→ DATA SHOWN
▬▬▬▬▬▬▬▬▬▬
PR #1073, opened 2015-11-25
Dinosaur Catalog - Iteration 2

cstavitsky:
New look, same great taste!


dino_catalog/lib/dino_catalog/dinosaur.rb
```diff
@@ -0,0 +1,77 @@
...
+      :name,
+      :description,
+      :walking,
+      :diet,
+      :period,
+      :weight_in_lbs,
+      :continent,
+      :size,
+    ]
+    attr_reader *(ATTRIBUTES)
```
djkotowski: This means prefer
```ruby
attr_reader(*ATTRIBUTES)
```
rather than
```ruby
attr_reader *ATTRIBUTES
```
since it's easy to confuse the splat operator with the method `#*`

dino_catalog/README.md
```diff
@@ -1,28 +1,82 @@
...
+small = dinodex.filter(attribute: "size", value: "small")
+small.filter(attribute: "diet", value: "carnivore").dinosaurs
+#=> collection of Dinosaurs that weigh less than 2000 lbs AND are also carnivores.
+```
+
+To print data about a collection of dinosaurs (whether all the 'saurs in your Dinodex, or just some that have been filtered):
+```
+quadrupeds = dinodex.filter(attribute: "walking",value: "quadruped").dinosaurs
+
+dinodex.print_collection(quadrupeds) #prints a formatted list of quadruped Dinosaurs.
```
jmtai: +1 for the excellent documentation. However, this line looks like it was written before your refactor and is no longer accurate. Make sure you review your documentation to ensure it's still accurate after you change the code.

dino_catalog/dino_catalog.gemspec
```diff
@@ -0,0 +1,21 @@
+Gem::Specification.new do |s|
+  s.name = 'dino_catalog'
+  s.version = '0.0.0'
```
jmtai: This should be set to something non-zero. If you were searching RubyGems for a dino catalog gem to use, would you trust something with a version number of `0.0.0`?

dino_catalog/lib/dino_catalog/dino_importer.rb
```diff
@@ -0,0 +1,21 @@
+require_relative '../dino_catalog'
```
jmtai: Put a blank line between your `require` statements and the following code.

dino_catalog/lib/dino_catalog/dino_importer.rb
```diff
@@ -0,0 +1,21 @@
...
+module DinoCatalog
+  class DinoImporter
+    class << self
```
jmtai: The Ruby style guide (https://github.com/styleguide/ruby) recommends avoiding `class << self`. Instead, use the form
```ruby
def self.import_from_csv
end
```

dino_catalog/lib/dino_catalog/dino_printer.rb
```diff
@@ -0,0 +1,14 @@
+module DinoCatalog
+  class DinoPrinter
+    def self.print_collection(dinosaurs)
+      dinosaurs.each do |dinosaur|
+        puts dinosaur
+        puts ""
```
jmtai: You could avoid having to add the additional `puts` statement by simply adding an explicit newline to the output:
```ruby
puts dinosaur + "\n\n"
```

dino_catalog/lib/dino_catalog/dino_printer.rb
```diff
@@ -0,0 +1,14 @@
...
+      end
+    end
+
+    def self.print_dinosaur(dinosaur)
+      puts dinosaur
```
jmtai: This seems of limited value. If it were doing something other than just calling straight `puts`, it might have a reason to exist. What if you included the printing of the extra newline in this method? You could then call `print_dinosaur` in your `print_collection` method and make it even more readable:
```ruby
def self.print_collection(dinosaurs)
  dinosaurs.each { |dino| print_dinosaur(dino) }
end

def self.print_dinosaur(dinosaur)
  puts dinosaur + "\n\n"
end
```

dino_catalog/lib/dino_catalog/dino_serializer.rb
```diff
@@ -0,0 +1,16 @@
+module DinoCatalog
+  class DinoSerializer
+    def self.serialize_collection(dinosaurs)
+      dinosaurs.map do |dinosaur|
+        binding.pry
```
jmtai: Hound is definitely right.

dino_catalog/lib/dino_catalog/dino_importer.rb
```diff
@@ -0,0 +1,21 @@
...
+        parse_csv(file: file, formatter: formatter)
+      end
+
+      private
+
+      def parse_csv(file:, formatter: DinoCatalog::DinodexFormatter)
+        dinosaur_list = []
+        CSV.foreach(file, headers: true) do |row|
+          dinosaur = DinoCatalog::Dinosaur.new(formatter.convert(row))
+          dinosaur_list << dinosaur
```
jmtai: Since you're not actually using the temporary variable `dinosaur` for anything, you could just eliminate it:
```ruby
dinosaur _list << DinoCatalog::Dinosaur.new(formatter.convert(row))
```

dino_catalog/lib/dino_catalog/dino_serializer.rb
```diff
@@ -0,0 +1,16 @@
...
+        DinoSerializer.serialize(dinosaur.to_h)
+      end
+    end
+
+    private
+
+    def self.serialize(dino_hash)
```
jmtai: In general, avoid naming variables and parameters with specific data types. It can lead to confusion if the code changes in the future and some other data type gets passed in.

dino_catalog/lib/dino_catalog/dinosaur.rb
```diff
@@ -0,0 +1,77 @@
...
+
+    def initialize(
+      name: nil,
```
jmtai: Keep your spacing consistent.

dino_catalog/lib/dino_catalog/dinosaur.rb
```diff
@@ -0,0 +1,77 @@
...
+      description:   nil)
+
+      @name	          = name
+      @period	        = period
+      @continent = continent
+      @diet = diet
+      @weight_in_lbs	= weight_in_lbs
+      @size = calculated_size(weight_in_lbs.to_i)
+      @walking	      = walking
+      @description	  = description
```
jmtai: Woah, what's up with the formatting in this section?

dino_catalog/lib/dino_catalog/formatters/dinodex_formatter.rb
```diff
@@ -0,0 +1,16 @@
+module DinoCatalog
+  class DinodexFormatter
+    def self.convert(row_data)
+      {
+        name:             row_data["NAME"],
+        period:           row_data["PERIOD"],
+        continent:        row_data["CONTINENT"],
+        diet:             row_data["DIET"],
+        weight_in_lbs:    row_data["WEIGHT_IN_LBS"].to_i,
+        size:             row_data["SIZE"],
```
jmtai: Does the `dinodex.csv` file have a `SIZE` column?

dino_catalog/lib/dino_catalog/formatters/pirate_bay_formatter.rb
```diff
@@ -0,0 +1,14 @@
+module DinoCatalog
+  class PirateBayFormatter
+    def self.convert(row_data)
+      {
+        name:             row_data["Genus"],
+        period:           row_data["Period"],
+        continent:        "Africa",
+        weight_in_lbs:    row_data["Weight"],
+        walking:          row_data["Walking"],
+        diet:             "Carnivore" == "Yes" ? "Carnivore" : "Herbivore",
```
jmtai: Hmmm... are you sure this is doing what you think? Does this
```ruby
"Carnivore" == "Yes"
```
ever return anything besides `false`?

dino_catalog/lib/dino_catalog/dinodex.rb
```diff
@@ -0,0 +1,28 @@
...
+      @dinosaurs = dinosaurs
+    end
+
+    def carnivores
+      self.class.new(dinosaurs.select(&:carnivore?))
+    end
+
+    def bipeds
+      self.class.new(dinosaurs.select(&:biped?))
+    end
```
jmtai: Is there any reason you only include convenience functions for `carnivores` and `bipeds`? Why not `big` and `small` as well, since those are also specifically called out in the list of requirements?

dino_catalog/lib/dino_catalog/dinodex.rb
```diff
@@ -0,0 +1,28 @@
...
+
+    def filter(attribute:, value:)
+      dinos = dinosaurs.select do |dinosaur|
+        # raise "Invalid attribute type. Use a String." unless attribute.is_a?(String)
```
jmtai: Delete commented code.

dino_catalog/lib/dino_catalog/dinodex.rb
```diff
@@ -0,0 +1,28 @@
...
+        val_of_attribute = dinosaur.send(attribute).to_s
+        val_of_attribute.downcase == value.downcase unless val_of_attribute.nil?
```
jmtai: `nil.to_s` returns an empty string, so you could also do this:
```ruby
val_of_attribute.to_s.downcase == value.downcase
```

dino_catalog/lib/dino_catalog/dinosaur.rb
```diff
@@ -0,0 +1,77 @@
...
+        send(attribute)
+      end
+
+      attributes_with_values.map do |attribute|
+        "#{attribute}: #{send(attribute)}"
+      end.join("\n")
+    end
+
+    def calculated_size(weight_in_lbs)
+      if weight_in_lbs >= 2000
```
jmtai: Hmmm... how much is a ton in pounds?

dino_catalog/lib/dino_catalog/dinosaur.rb
```diff
@@ -0,0 +1,77 @@
...
+      walking:       nil,
+      size:          nil,
+      description:   nil)
+
+      @name	          = name
+      @period	        = period
+      @continent = continent
+      @diet = diet
+      @weight_in_lbs	= weight_in_lbs
+      @size = calculated_size(weight_in_lbs.to_i)
```
jmtai: One of these things is not like the others. Not a big deal but perhaps it would make sense to create predicate methods `big?` and `small?` instead? That way all your instance variables correspond directly to the data read from the files and you'd maintain internal consistency in your implementation.

dino_catalog/lib/dino_catalog/dinosaur.rb
```diff
@@ -0,0 +1,77 @@
...
+      @walking	      = walking
+      @description	  = description
+    end
+
+    def carnivore?
```
jmtai: :+1: Nice use of predicate methods.

dino_catalog/lib/dino_catalog/dinosaur.rb
```diff
@@ -0,0 +1,77 @@
...
+    def to_s
+      formatted_facts
+    end
+
+    def to_h
+      dino_hash = {}
+      instance_variables.each do |variable|
+        dino_hash[variable] = instance_variable_get(variable)
+      end
+      dino_hash
```
jmtai: Whenever you see the pattern:
```
variable = some empty object
some_collection.each { do stuff, updating variable }
return variable
```
You can compact it using `each_with_object`: http://ruby-doc.org/core-2.2.3/Enumerable.html#method-i-each_with_object

dino_catalog/lib/dino_catalog/dinosaur.rb
```diff
@@ -0,0 +1,77 @@
...
+
+    def formatted_facts
+      attributes_with_values = ATTRIBUTES.select do |attribute|
+        send(attribute)
+      end
+
+      attributes_with_values.map do |attribute|
+        "#{attribute}: #{send(attribute)}"
+      end.join("\n")
+    end
```
jmtai: Here you end up repeating yourself a bit, since you call `send_attribute` for each attribute to get your `attributes_with_values` and then you call it again when creating the output string. How about something like this instead:
```ruby
ATTRIBUTES.map do |attribute|
  value = send(attribute)
  "#{attribute}: #{value}" if value
end.compact.join("\n")
```

dino_catalog/lib/dino_catalog/formatters/pirate_bay_formatter.rb
```diff
@@ -0,0 +1,14 @@
+module DinoCatalog
+  class PirateBayFormatter
+    def self.convert(row_data)
+      {
+        name:             row_data["Genus"],
+        period:           row_data["Period"],
+        continent:        "Africa",
+        weight_in_lbs:    row_data["Weight"],
```
jmtai: For the `dinodex.csv` data, you call `to_i` on the weight but here you are not. This is probably not what you want, as now the converted data is not consistent.

dino_catalog/lib/dino_catalog/formatters/dinodex_formatter.rb
```diff
@@ -0,0 +1,16 @@
+module DinoCatalog
+  class DinodexFormatter
+    def self.convert(row_data)
+      {
+        name:             row_data["NAME"],
+        period:           row_data["PERIOD"],
+        continent:        row_data["CONTINENT"],
+        diet:             row_data["DIET"],
+        weight_in_lbs:    row_data["WEIGHT_IN_LBS"].to_i,
```
jmtai: Are you sure this is what you want? `nil.to_s` returns 0, so ff a dinosaur entry does not have a weight in the source data, do you want to display 0 pounds as the weight? This is a valid design choice but semantically it doesn't make much sense to have a dinosaur that weighs 0 pounds.

dino_catalog/spec/unit/dino_importer_spec.rb
```diff
@@ -0,0 +1,17 @@
...
+    @importer = DinoCatalog::DinoImporter.new('lib/dinodex.csv')
+  end
+
+  describe '#import_from_csv' do
+    it 'returns a collection of Dinosaur objects' do
+      @importer.import_from_csv('lib/dinodex.csv')
+      expect(@importer.dinosaur_list).to all(be_a DinoCatalog::Dinosaur)
+    end
+
+    it 'changes data format for pirate bay format'
```
jmtai: Are you still working on these tests? Empty `it` blocks don't do much for you. :smile:

dino_catalog/spec/unit/dinodex_spec.rb
```diff
@@ -0,0 +1,33 @@
...
+        expect(dinosaur.diet.downcase).to satisfy { "carnivore" || "insectivore" || "piscivore" }
+      end
+    end
+  end
+
+  describe '#bipeds' do
+    it 'returns only biped Dinosaurs' do
+      bipeds = @dinodex.bipeds.dinosaurs
+      bipeds.each do |dinosaur|
+        expect(dinosaur.walking.downcase).to eq("biped")
```
jmtai: Since you've got a predicate method in the dinosaur class, you can use Rspec's predicate matchers (https://www.relishapp.com/rspec/rspec-expectations/v/3-1/docs/built-in-matchers/predicate-matchers) to make this a bit cleaner:
```
expect(dinosaur).to be_biped
```

dino_catalog/lib/dino_catalog/dinosaur.rb
djkotowski: Make sure your text editor is configured to replace tabs with 2 spaces.  This happens when you combine tabs and spaces.

dino_catalog/lib/dino_catalog/dinosaur.rb
djkotowski: :+1:

jmtai:
Nice work! The code is nice and clean and you've done a good job of following the single responsibility principle. From a design standpoint, my only question is why did you choose to implement all your classes using class methods? From a usage standpoint, this makes actually using the gem a bit awkward. For example, to serialize the a collection to JSON, you currently do this:

```ruby
small_dinos = dinodex.filter(attribute: "size", value: "big").dinosaurs
DinoCatalog::DinoSerializer.serialize_collection(small_dinos)
```
but wouldn't it be nicer to do something like this?:
```ruby
json = dinodex.filter(attribute: "size", value: "big").dinosaurs.serialize
```

One of the goals of this exercise is to build an interactive command line interface, so for your next pass you can actually use your gem to build the interface and see if you still think your design works well. Feel free to come grab me if you want to talk about anything here.

paulghaddad:
@cstavitsky Nice work on this iteration. Please take a look at Josh's comments and submit a last iteration.

PR #1074, opened 2015-11-30
Dinodex Implementation Part 2

jrade-enova:


dino_catalog/csv_utility.rb
```diff
@@ -0,0 +1,47 @@
...
+
+  def read(path)
+    raise "You need to specify a path and file" unless valid_path?(path)
+    csv_options = { encoding: "UTF-8", skip_blanks: true, headers: true }
+    process_csv_rows(path, csv_options)
+  end
+
+  private
+
+  def valid_path?(path)
```
schepedw: You call this method `valid_path`, but this will break if you pass a [`Pathname`](http://ruby-doc.org/stdlib-1.9.3/libdoc/pathname/rdoc/Pathname.html) object.

How can you extend this to accept both strings and Pathnames? Can you think of other data types that might be convenient to accept?

dino_catalog/csv_utility.rb
```diff
@@ -0,0 +1,47 @@
...
+      data_objects << process_row(row)
+    end
+
+    data_objects
+  end
+
+  def process_row(row)
+    data = {}
+
+    row.headers.each do |header|
```
schepedw: The pattern of 
1. Initialize some data structure, call it `foo`
2. Populate `foo`

Is encapsulated in the [`inject`](http://ruby-doc.org/core-2.2.3/Enumerable.html#method-i-inject) method

dino_catalog/dinodex.thor
```diff
@@ -0,0 +1,40 @@
...
+require './dinodex_app'
+require './csv_utility'
+require './filter_utility'
+require './merge_utility'
+
+class Dinodex < Thor
+  desc "read_file FILE", "This task will read a file (You can search " \
+    "based on given criteria. Also, provide an optional 'columns' option " \
+    "'file_system' option or 'to_json' for JSON format)"
+  method_option :criteria, :type => :hash, :required => false
```
schepedw: nitpicking: prefer `{foo: bar}` to `{:foo => bar}`

dino_catalog/dinodex.thor
```diff
@@ -0,0 +1,40 @@
...
+  method_option :columns, :type => :array, :required => false
+  method_option :to_json, :type => :boolean, :required => false
```
schepedw: nitpicking: put a space in between calls to class method calls / dsl calls & instance method definitions

dino_catalog/dinodex.thor
```diff
@@ -0,0 +1,40 @@
...
+  def read_file(file)
+    search_options = options[:criteria]
+    columns = options[:columns]
+    to_json = options[:to_json] || false
+    app = DinodexApp.new(CsvUtility.new, FilterUtility.new, MergeUtility.new)
+    data = app.read(file)
+    data = app.filter(data, search_options) if search_options
+    data = app.filter_columns(data, columns) if columns
+    output = to_json ? JSON.generate(data) : app.write(data)
+    puts output
```
schepedw: If I were to call a method called `read_file`, I wouldn't expect a bunch of console output and a nil return. I'd probably expect a string representation of the file, that I can later print to the console if I so choose

dino_catalog/dinodex.thor
```diff
@@ -0,0 +1,40 @@
...
+  end
+
+  desc "merge_files FILE1 FILE2", "This task will merge two data files. (You " \
+    " can also provide 'to_json' option for JSON format)"
+  method_option :mapping, :type => :hash, :required => true
+  method_option :to_json, :type => :boolean, :required => false
+  def merge_files(file1, file2)
+    hash_object = options[:mapping]
+    to_json = options[:to_json] || false
```
schepedw: Unless you're explicitly testing against `false`, you can leave nil as the value.
```
[12] pry(main)> nil ? 'nil is truthy' : 'nil is falsey'
=> "nil is falsey"
```

dino_catalog/dinodex.thor
```diff
@@ -0,0 +1,40 @@
...
+    data = app.filter_columns(data, columns) if columns
+    output = to_json ? JSON.generate(data) : app.write(data)
+    puts output
+  end
+
+  desc "merge_files FILE1 FILE2", "This task will merge two data files. (You " \
+    " can also provide 'to_json' option for JSON format)"
+  method_option :mapping, :type => :hash, :required => true
+  method_option :to_json, :type => :boolean, :required => false
+  def merge_files(file1, file2)
```
schepedw: Same point as above: `merge_files`, from an outsider perspective, doesn't seem like it should return nil.
For public methods, always think about the external interface you're providing for your object

dino_catalog/csv_utility.rb
```diff
@@ -0,0 +1,47 @@
...
+    CSV.generate do |csv_data|
+      csv_data << data_objects.first.keys
+      data_objects.each do |data_object|
+        csv_data << data_object.values
+      end
+    end
+  end
+
+  def read(path)
+    raise "You need to specify a path and file" unless valid_path?(path)
```
schepedw: :+1: for error checking

dino_catalog/dinodex_app.rb
```diff
@@ -0,0 +1,31 @@
+class DinodexApp
+  attr_accessor :io
```
schepedw: You can inline these, i.e. `attr_accessor :io, :filter, :merger`

Just an FYI. I'm not sure there's any convention here.

dino_catalog/dinodex_app.rb
```diff
@@ -0,0 +1,31 @@
...
+  attr_accessor :filter
+  attr_accessor :merger
+
+  def initialize(io, filter, merger)
```
schepedw: afaict, none of these objects has a state when they are passed. There's no need to initialize them, then pass them in. Just initialize them here.

In a related train of thought, what's the difference between a stateless class and a module? Which do you think you need?

dino_catalog/filter_utility.rb
```diff
@@ -0,0 +1,83 @@
+class FilterUtility
+  def filter_data(data, search_options)
+    search_criteria = build_search_params(search_options)
+    data.delete_if do |data_object|
```
schepedw: `delete_if` both modifies the data structure, which is pretty weird. You're using the return value, [here](https://github.com/jmmastey/level_up_exercises/pull/1074/files#diff-50e82a25fd60441685ef4475ddcf6af3R21), so you could use `reject`. 

In your case, the outcome is the same since you're doing `data = filter_data(data)`. `reject` might be more handy if you were going to separate the data, i.e. `filtered_data` = filter_data(data)`

dino_catalog/filter_utility.rb
```diff
@@ -0,0 +1,83 @@
...
+      !data_matches?(data_object, search_criteria)
+    end
+  end
+
+  def data_matches?(data_object, search_criteria)
+    data_object.each do |obj_key, obj_value|
+      return true if matches_search?(obj_key, obj_value, search_criteria)
+    end
+    false
```
schepedw: :+1: for explicit `false` rather than `nil` from a predicate function

dino_catalog/filter_utility.rb
```diff
@@ -0,0 +1,83 @@
+class FilterUtility
+  def filter_data(data, search_options)
+    search_criteria = build_search_params(search_options)
+    data.delete_if do |data_object|
+      !data_matches?(data_object, search_criteria)
+    end
+  end
+
+  def data_matches?(data_object, search_criteria)
+    data_object.each do |obj_key, obj_value|
```
schepedw: Check out the [`any`](http://ruby-doc.org/core-2.2.3/Enumerable.html#method-i-any-3F) method

dino_catalog/filter_utility.rb
```diff
@@ -0,0 +1,83 @@
...
+  end
+
+  def matches_search?(obj_key, obj_value, search_criteria)
+    criteria_includes?(obj_key, search_criteria) &&
+      !obj_value.nil? &&
+      criteria_match?(obj_key, obj_value, search_criteria)
+  end
+
+  def build_search_params(search_options)
+    search_criteria = []
```
schepedw: `inject`

dino_catalog/merge_utility.rb
```diff
@@ -0,0 +1,27 @@
...
+  def merge_data(data1, data2, name_mapping)
+    common_columns = data1.first.keys & data2.first.keys
+    current_data = data1 + data2
+    generate_data(current_data, common_columns, name_mapping)
+  end
+
+  private
+
+  def generate_data(current_data, common_columns, name_mapping)
+    result_data = []
```
schepedw: `inject`

dino_catalog/merge_utility.rb
```diff
@@ -0,0 +1,27 @@
...
+    current_data.each do |data|
+      data_object = data.select { |key, _| common_columns.include?(key) }
+      data_object.merge!(create_hash_from_mapping(data, name_mapping))
+      result_data << data_object if data_object.length > 0
+    end
+    result_data
+  end
+
+  def create_hash_from_mapping(hash, column_mapping)
+    result_hash = {}
```
schepedw: `inject` some more :D

dino_catalog/dinodex_app.rb
jrade-enova: @schepedw  In my first iteration everything I wrote was in a module, but I didn't take advantage of dependency injection.  With this PR, I am trying to take a better OOD approach.  But to answer your question, I am not sure.  My guess is to use a class since I can then create objects from them and pass them along to other objects.  Modules are for Namespacing and cross-cutting concerns across an entire application.

jrade-enova:
@schepedw Thank you Dan for reviewing.  I will work on revisions first thing tomorrow morning and comment under your feedback accordingly.

dino_catalog/filter_utility.rb
jrade-enova: @schepedw I see the [difference](http://ruby-doc.org/core-2.2.0/Array.html#class-Array-label-Non-destructive+Selection) and can see when `reject` might be better.  I'll leave as `delete_if`for now.

dino_catalog/merge_utility.rb
jrade-enova: Loving `inject` now that I know about it :)

dino_catalog/dinodex.thor
jrade-enova: @schepedw I agree.  I was recommended to use Thor and started with [this example](https://github.com/erikhuda/thor/wiki/Getting-Started#a-simple-example) that just `puts` the output as you mentioned.  That is why I use pipe `|` and `tee` on the command line to redirect to a file.  This definitely turned more into a command line utility as opposed to something interactive for an everyday user.

jrade-enova:
@schepedw I have committed all suggested changes.  Anything not changed, I have left a reply stating reasons, but please let me know if there is anything I should address.  Thanks!

schepedw:
:+1:

paulghaddad:
@jrade-enova Nice work on this! You're good to move on!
▬▬▬▬▬▬▬▬▬▬
→ WHAT IS BEING ASKED
Go through the data above and find the lines with the word "walking". Copy each of those lines.

→ FINAL ANSWER
+      :walking,
+quadrupeds = dinodex.filter(attribute: "walking",value: "quadruped").dinosaurs
+      @walking	      = walking
+        walking:          row_data["Walking"],
+      walking:       nil,
+      @walking	      = walking
+        expect(dinosaur.walking.downcase).to eq("biped")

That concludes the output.